Our brain’s ability to organize action plans

How are the relations between different action plans organized and structured in the brain to support our rich behavioural repertoire? Irina Barnaveli and Christian Doeller together with Simone Viganò and Daniel Reznik from the Max Planck Institute for Human Cognitive and Brain Sciences and with Patrick Haggard from the Institute of Cognitive Neuroscience, University College London, argue in their recent study that the brain organizes action-outcome associations in a cognitive map-like structure. The researchers further demonstrate in their study, published in Nature Communications, that these cognitive maps, located in the hippocampal system, communicate with the motor system during action evaluation, suggesting that goal-directed action planning skills rely on multiple neural systems.
 

• The study by researchers from the Max Planck Institute for Human Cognitive and Brain Sciences and University College London explores how the brain organizes action plans using a cognitive map-like structure.
• The researchers found that these cognitive maps, located in the hippocampal system, interact with the motor system during action evaluation, indicating that goal-directed action planning involves multiple neural systems.
• The study highlights the human ability to form associations between actions and outcomes, which helps in selecting the most appropriate action from a diverse range of options.Using immersive virtual reality, participants learned to control a virtual ball and later compared their actions while their brain activity was monitored, revealing patterns consistent with cognitive mapping.

The human capacity to develop a diverse and highly complex repertoire of action plans is truly remarkable.
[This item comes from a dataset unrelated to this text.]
PR #3750, opened 2022-04-07
Host ledger fixes and improvements

jumaffre:
This PR fixes a bug in the ledger code (host-side) and improves the management of undesirable files when starting from a snapshot. In particular:

- Bug fix: Committing past the `last_idx` has now no effect, whereas it would previously result in a segmentation fault if multiple ledger files were in flight.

Many of our behaviours are rooted in associations between actions and their outcomes, which we form and leverage flexibly. For instance, the same keypress action can lead to different outcomes depending on whether it's performed on a computer keyboard, a radio, or another context. We often have multiple alternative choices, so that action selection requires comparing across available action-outcomes, which is a non-trivial and taxing problem.

“How do we compare the many action plans stored in memory and select the most appropriate one? We propose that these action-outcome associations could be organized in a cognitive map within the hippocampal system, potentially supporting efficient action selection within the rich human behavioural repertoire” explains Irina Barnaveli, first author of the study. “The hippocampus is a part of the brain involved in forming memories and navigating in space. Navigation relies heavily on the creation of maps of space. Our study suggests that we create similar maps for organizing and selecting action plans, linking perception to action.”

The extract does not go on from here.